### EXERCISE PROMPT
Which of the lines below include the word "else"? Pull each one out.

# # # # #

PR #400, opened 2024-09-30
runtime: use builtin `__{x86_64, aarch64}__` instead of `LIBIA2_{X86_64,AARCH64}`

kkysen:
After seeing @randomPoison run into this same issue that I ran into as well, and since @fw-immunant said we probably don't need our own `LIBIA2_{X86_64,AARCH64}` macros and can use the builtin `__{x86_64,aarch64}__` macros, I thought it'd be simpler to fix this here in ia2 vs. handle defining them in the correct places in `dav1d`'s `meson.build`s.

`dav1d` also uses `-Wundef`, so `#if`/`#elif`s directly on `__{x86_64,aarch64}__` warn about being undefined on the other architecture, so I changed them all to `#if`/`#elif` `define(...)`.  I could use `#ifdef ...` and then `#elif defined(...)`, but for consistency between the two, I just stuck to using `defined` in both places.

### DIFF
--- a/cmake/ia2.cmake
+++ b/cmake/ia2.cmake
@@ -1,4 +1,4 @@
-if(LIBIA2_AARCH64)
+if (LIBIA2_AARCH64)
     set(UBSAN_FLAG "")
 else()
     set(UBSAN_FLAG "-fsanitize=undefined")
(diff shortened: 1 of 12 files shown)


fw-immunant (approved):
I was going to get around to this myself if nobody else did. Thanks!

# # # # #

### FINAL ANSWER
 else()
I was going to get around to this myself if nobody else did. Thanks!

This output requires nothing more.